Her aunt, in assuring her the previous evening she was among her own—that is, at home—seemed to have constituted her, as by magic, a child of the house. Everything around her was new and somewhat strange, but everything pleased her as if naturally conformed to her tastes; and yet the walls of her room, hung with sombre colors, the old press of carved wood, which easily contained her limited wardrobe, the high-backed chairs ranged around, the antique bureau in one corner, and in the other a great monumental stove, the spectral aspect of which alone was surprising—all this might easily have offended an eye accustomed to the smiling magnificence of Italy, but not an object in the house seemed capable of imparting any sad impressions. The word welcome appeared inscribed on every side, as on all faces, and in this sweet atmosphere she instinctively felt that the material comfort was only a type of the mental freedom much more necessary than the other to the happiness of life.

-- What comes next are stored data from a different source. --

PR #4161, opened 2024-03-25
Support Java 21

holgerfriedrich:
openhab-core can now be compiled an run both on Java 17 and Java 21.

- Upgrade SAT to 0.16.0
- Add profiles j17 and j21, automatically activated based on JDK version unless specified.
- Pin Java version for xtend to 17. As xtend does not yet support Java 21, compile model with Java 17.
- Includes #4125.

Refs: openhab/openhab-distro#1590

### DIFF
--- a/pom.xml
+++ b/pom.xml
@@ -64,17 +64,14 @@
   <properties>
     <project.build.sourceEncoding>UTF-8</project.build.sourceEncoding>
     <project.reporting.outputEncoding>UTF-8</project.reporting.outputEncoding>
-    <oh.java.version>17</oh.java.version>
-    <maven.compiler.source>${oh.java.version}</maven.compiler.source>
-    <maven.compiler.target>${oh.java.version}</maven.compiler.target>
-    <maven.compiler.compilerVersion>${oh.java.version}</maven.compiler.compilerVersion>
+    <maven.compiler.release>17</maven.compiler.release>
 
     <bnd.version>7.0.0</bnd.version>
     <commons.net.version>3.7.2</commons.net.version>
     <eea.version>2.3.0</eea.version>
     <karaf.compile.version>4.4.5</karaf.compile.version>
     <karaf.tooling.version>4.4.5</karaf.tooling.version>
-    <sat.version>0.15.0</sat.version>
+    <sat.version>0.16.0</sat.version>
     <slf4j.version>2.0.7</slf4j.version>
     <xtext.version>2.34.0</xtext.version>
     <spotless.version>2.38.0</spotless.version>
@@ -670,7 +667,7 @@ Import-Package: \\
             <configuration>
               <rules>
                 <requireJavaVersion>
-                  <version>[17.0,18.0)</version>
+                  <version>[17.0,18.0),[21.0,22.0)</version>
                 </requireJavaVersion>
               </rules>
             </configuration>
@@ -844,6 +841,12 @@ Import-Package: \\
           </plugins>
         </pluginManagement>
       </build>
+    </profile>
+    <profile>
+      <id>j21</id>
+      <properties>
+        <maven.compiler.release>21</maven.compiler.release>
+      </properties>
     </profile>
   </profiles>
 </project>
--- a/bundles/org.openhab.core/src/main/java/org/openhab/core/internal/scheduler/CronSchedulerImpl.java
+++ b/bundles/org.openhab.core/src/main/java/org/openhab/core/internal/scheduler/CronSchedulerImpl.java
@@ -107,7 +107,7 @@ public class CronSchedulerImpl implements CronScheduler {
             for (Iterator<Cron> cron = crons.iterator(); cron.hasNext();) {
                 final Cron c = cron.next();
 
-                if (c.target == s) {
+                if (c.target.equals(s)) {
                     cron.remove();
                     c.schedule.cancel(true);
                 }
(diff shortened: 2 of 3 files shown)


calle2010:
Have you considered to use maven.compiler.release instead of source/target? 
This prevents accidental usage of Java 21 API when compiling for Java 17 on a JDK 21. See also https://maven.apache.org/plugins/maven-compiler-plugin/compile-mojo.html#release and https://openjdk.org/jeps/247.

holgerfriedrich:
> Have you considered to use maven.compiler.release instead of source/target? This prevents accidental usage of Java 21 API when compiling for Java 17 on a JDK 21. See also https://maven.apache.org/plugins/maven-compiler-plugin/compile-mojo.html#release and https://openjdk.org/jeps/247.

@calle2010 Thanks. This seems reasonable. For core it allows to drop the definition of ```oh.java.version``` as well, as it is not used anywhere else.

pom.xml
```diff
@@ -845,5 +841,23 @@ Import-Package: \\
...
+        <maven.compiler.release>17</maven.compiler.release>
+      </properties>
+    </profile>
+    <profile>
+      <id>j21</id>
+      <activation>
+        <jdk>[21.0,22.0)</jdk>
+      </activation>
+      <properties>
+        <maven.compiler.release>21</maven.compiler.release>
```
wborn, line 859: It's probably better to keep the artifacts compatible with Java 17 regardless of the installed JDK so the artifacts remain compatible with the official release. That way you can use Java 21 on other projects without having to switch JDKs when working on openHAB. It will also help with preventing contributors using newer Java constructs that aren't available on Java 17. They would then only get this feedback when CI fails.

holgerfriedrich: @wborn Thanks for looking into this. Keeping release to 17 basically means that the JDK could be 21, but still behaving like J17. It addresses the point that users have a JDK21 installed. OH modules would then still be J17.

I personally had a different use case in mind, "compiling and running" on J21.
The build anyway results in a mixture of different class file versions. I would try to upgrade my test server to JDK21, thus J21 class files should be fine. I did not have the use case above in mind, this is why I proposed the auto-detection:
https://github.com/openhab/openhab-distro/issues/1590#issuecomment-2019099635
You are right, only CI will fail when users start to use new J21 features in this case. I do not have a solution for this.

Do you think it is a better approach to use release set to 17 unless a profile for J21 is explicitly activated?

The question is more or less about the approach we are taking towards an upcoming OH5.x which might require J21. How do we gain knowledge about potential problems when compiling and running in J21.....

wborn: We can add a GHA PR build for J21 like we did in the past. In such a build it can activate the profile to use J21 release.

OH5 will probably still take some. We just started using J17 with OH4. Maybe an OH5 will happen after J25 is released in 2025. 🔮 😉

The issue with requiring newer Java versions is that users may need to manually upgrade their JDK, OS or even hardware like we saw after requiring J17.

Running OH4 using J21 probably already works very well with all the recent updates.

holgerfriedrich: I changed the POM file, now default it profile ```j17``` for both JDK 17 and JDK 21.
Profile ```j21``` can be activated explicitly to build native Java 21 file.

bundles/org.openhab.core.model.item.ide/pom.xml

“You must not dress in black today, Gabrielle,” said her two fair cousins, as they entered her chamber for the third time since she rose an

hour before, bearing a basket which contained garments similar to their own.

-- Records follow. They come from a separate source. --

PR #4164, opened 2024-04-01
[util] Add abbreviate method

lsiepel:
While trying to remove the apache libs from the addons i found one more string method that should be moved to this core utility. 

It is used in the Max binding, i'll update the related PR accordingly: https://github.com/openhab/openhab-addons/pull/14413

### DIFF
--- a/bundles/org.openhab.core/src/main/java/org/openhab/core/util/StringUtils.java
+++ b/bundles/org.openhab.core/src/main/java/org/openhab/core/util/StringUtils.java
@@ -28,6 +28,25 @@ import org.eclipse.jdt.annotation.Nullable;
 public class StringUtils {
 
     /**
+     * Input string is shortened to the maxwidth, the last 3 chars are replaced by ...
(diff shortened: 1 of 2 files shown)


andrewfg (approved):
LGTM

J-N-K:
Is there any other use of this method? It seems a very rare case and should probably be added to the binding code if it is not used elsewhere.

lsiepel:
> Is there any other use of this method? It seems a very rare case and should probably be added to the binding code if it is not used elsewhere.

I cannot oversee all binding code, but i'm not aware at any other usage at this moment in time. As abbreviating strings is a common scenario i would not classify it as very rare. I expect other bindings might benefit in the future too. Besides it is a small method.

andrewfg:
It's surely a chicken and egg situation. If the utility is  / would be  present. Then it will  / would have been, used.

J-N-K (approved):
LGTM

Issue #4166, opened 2024-04-03
QuantityType<Dimensionless> with unit one wrong update to item with different unit set


mherwege:
An `Number<Dimensionless>` item with a unit set in metadata to something different from the default of `one` will not update correctly in a `postUpdate` with a `QuantityType<Dimensionless>` and unit `one`.

This is because the unit (`one`) gets dropped [here](https://github.com/openhab/openhab-core/blob/dcfadaede6ebf3f50ce049857f028c36ddb29668/bundles/org.openhab.core/src/main/java/org/openhab/core/library/types/QuantityType.java#L432) . As there is no unit, `postUpdate` will assume it is a `Number` item and update with the configured unit.

To test this I created an Item Test with unit % and pattern %,.2f %%.

I tested with the javascript below (result is similar with DSL). Notice I tried updating the result of the division 4 times, once straight, twice after conversion to a compatible unit (I even used dB), and once where I explicitly appended one to the result. The timeouts are there to wait for the update to happen before logging.
The postUpdate in test 1 is the one producing the wrong result.

Issue was first discussed on the community: https://community.openhab.org/t/inconsistent-percentage-behaviour/154595/20?u=mherwege

```
var logger = log('Test');

var bkw    = Quantity('5 W')
var zwl    = Quantity('5 W')
var result = bkw.divide(bkw.add(zwl))   // I want to preserve the QuantityType for logging

logger.info('Result of calculation is: {}', result.toString())
logger.info('Unit is: {}', result.unit) // I would actually expect this to show `ONE`
logger.info('Dimension is: {}', result.dimension)
logger.info('Result %: {}', result.toUnit('%').toString())

logger.info('Test 1, no unit applied: {}', result.toString())
items.Test.postUpdate(result)
setTimeout(() => {
  logger.info('State: {}', items.Test.state)  
  logger.info('Test 2, % unit applied: {}', result.toUnit('%').toString())
  items.Test.postUpdate(result.toUnit('%'))
  setTimeout(() => {
    logger.info('State: {}', items.Test.state)
    logger.info('Test 3, dB unit applied: {}', result.toUnit('dB').toString())
    items.Test.postUpdate(result.toUnit('dB'))
    setTimeout(() => {
      logger.info('State: {}', items.Test.state)
      logger.info('Test 4, one appended: {}', result.toString() + ' one')
      items.Test.postUpdate(result.toString() + ' one')
      setTimeout(() => {
        logger.info('State: {}', items.Test.state)  
[...]

Issue #4163, opened 2024-03-27
QuantityType<Time> incorrectly formats durations


jpg0:
Currently `QuantityType<Time>` is hardcoded to format the held `Quantity<Time>` as a UTC `ZonedDateTime` when not provided a format string.

## Expected Behavior
Format as a `Duration` when the scale is `Scale.RELATIVE`, and a `ZonedDateTime` when the scale is `Scale.ABSOLUTE`.

## Current Behavior
Always formats to a UTC ZDT. This fails for me when I use `QuantityType<Time>` to represent a duration. For example, I am using it to represent the period of time that my irrigation needs to run, which is then sent to the controller over MQTT. It was failing to send the duration required, but instead sending a formatted ZonedDateTime measured at the duration (in seconds) past the epoch. Currently my outgoing format logic is required to parse the ZDT then determine how many seconds past the epoch it is, convert this back into a `QuantityType<Time>`, then reformat with a format string. Note that other quantities appear to have no such formatting logic hardcoded into the `QuantityType` class.

## Possible Solution
A small solution, localised to my specific problem, would be to allow specification of format strings to the MQTT binding. It seems that this is currently not supported and always passes a null format string. However, this would not fix the underlying problem, that `Quantity<Time>` representing a duration (i.e. with a relative scale) is incorrectly formatted by default. Indeed, looking at `QuantityType` it doesn't really appear to handle the scale parameter at all, and just hardcodes it to `Scale.RELATIVE`.

rkoshak:
I think more details need to be provided because unless you've set a state description pattern on the Item *and* you are sending the displayState I don't see how you would ever get a ZDT.

A `Quantity<Time>` should always represent a duration. By default, unless the `unit` metadata is set on the Item, that will get rendered as `N s` for N seconds. 

In the state description, it's possible to break this number of seconds up into DD:HH:MM:SS (for example) by using date time string formatting. I suspect you are somehow accessing this latter capability. But the default value should be `<number> <unit>` just like every other `QuantityType`. 

But as far as I can tell, it shouldn't even be possible to access this ZDT formatted String on the `QuantityType<Time>` from the MQTT binding. That's what's confusing me. 

To test things out I configured a Number Channel on an MQTT Thing leaving pretty much everything as the default. 

```
UID: mqtt:topic:broker:TimeTest
label: TimeTest
thingTypeUID: mqtt:topic
configuration: {}
bridgeUID: mqtt:broker:broker
channels:
  - id: NumberChan
[...]

PR #4169, opened 2024-04-04
Fix QuantityType dimensionless one and time formatting

mherwege:
Resolves https://github.com/openhab/openhab-core/issues/4166
Resolves https://github.com/openhab/openhab-core/issues/4163

This PR tries to resolve two issues with QuantityType:

1. Updating a Number:Dimensionless Item with a value of unit one, when the unit is set in metadata to another unit, will not update correctly. The proposed solution is to remove the special handling of unit one and make the unit part of the string again. It can be removed from visualisation using a state description.
2. Formatting a QuantityType<Time> tries to use the DateTime String formatting methods. When it fails it may output a UTC date. Durations will also not be correctly formatted when days/hours/minutes/seconds are above the month (31)/day (24)/hour (60)/minute (60) limits. In this PR, the formatting strings are preserved, but interpreted specifically for time with a relative scale (durations), rather than an absolute time.

### DIFF
--- a/bundles/org.openhab.core/src/main/java/org/openhab/core/library/types/QuantityType.java
+++ b/bundles/org.openhab.core/src/main/java/org/openhab/core/library/types/QuantityType.java
@@ -18,16 +18,22 @@ import java.math.BigDecimal;
 import java.text.DecimalFormat;
 import java.text.NumberFormat;
 import java.text.ParsePosition;
-import java.time.Instant;
-import java.time.ZoneOffset;
-import java.time.ZonedDateTime;
+import java.time.Duration;
+import java.util.ArrayList;
+import java.util.Comparator;
+import java.util.HashMap;
 import java.util.IllegalFormatConversionException;
+import java.util.List;
 import java.util.Locale;
+import java.util.Map;
+import java.util.MissingFormatArgumentException;
+import java.util.regex.Matcher;
 import java.util.regex.Pattern;
 import java.util.stream.Stream;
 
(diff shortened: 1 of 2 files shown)


andrewfg (approved):
LGTM thankyou.

andrewfg:
@mherwege many thanks. I like the extra bonus for the duration formatting.

kaikreuzer (approved):
Thanks!

kaikreuzer:
We have a few failing tests in the add-ons now, see https://ci.openhab.org/job/openHAB-Addons/lastCompletedBuild/testReport/.

Might these be related to this change, @mherwege?

mherwege:
It probably is. I am investigating. It looks like the mqtt tests assume a formatting of a QuantityType with format pattern %s just drops the unit. It may have done that in the past because in core, first a conversion to BigDecimal (which dropped the unit) was attempted before passing the value verbatim (with unit). I don't think the unit should be dropped like that when formatting a Number with Dimension.

mherwege:
@kaikreuzer I have made a change to the MQTT binding that resolves the issue caused by the change in this PR.

The fundamental problem is that the `format` method on a type is used both for representation purposes in UI's and internal processing. Some logic depends on the formatting to be done in a certain way, which blocks improvements in the UI, and the other way around. I hope this change resolves the issue. At leasts the failing tests work again, so it should keep backward compatibility.

kaikreuzer:
@mherwege Many thanks for taking care of it so quickly!

PR #4171, opened 2024-04-05
[rest] Fix Java 21 build

holgerfriedrich:
Rename internal class.
Old implementation was breaking the Java 21 build when output was set to Java 17 class files.
Compiler got confused by similar class names ```Entry``` from local class and Map.

Refs:
https://github.com/openhab/openhab-distro/issues/1590
https://github.com/openhab/openhab-distro/pull/1640


kaikreuzer (approved):
Thanks!

PR #4177, opened 2024-04-08
Do not create new `BigDecimals` if a given object is already `BigDecimal`

magx2:
Hey, i just wanted to add small optimization to not create a new `BigDecimal` if given object is already this class


wborn (approved):
Thanks!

“Why not?” said Fleurange, somewhat astonished.

“Do you not know that, in Germany, mourning is laid aside on great festivals?” replied Clara, the younger of the two. “You must dress like us to-day, as you will always do when the time for this sad mourning is over.”

The elder of the two sisters noticed that her cousin made no reply: she approached her and said affectionately:

“Excuse Clara if she has distressed you. She is so gay and happy herself, that she cannot comprehend misfortune and sadness.”

“I do not wish to remind her of them to-day,” said Fleurange, “and will do as she requests. But you, dear Hilda,” continued she—looking with admiration at her cousin’s golden locks and grave brow, which a queen’s diadem would have suited, or the aureola of a saint—“are you not as gay and happy as your sister?”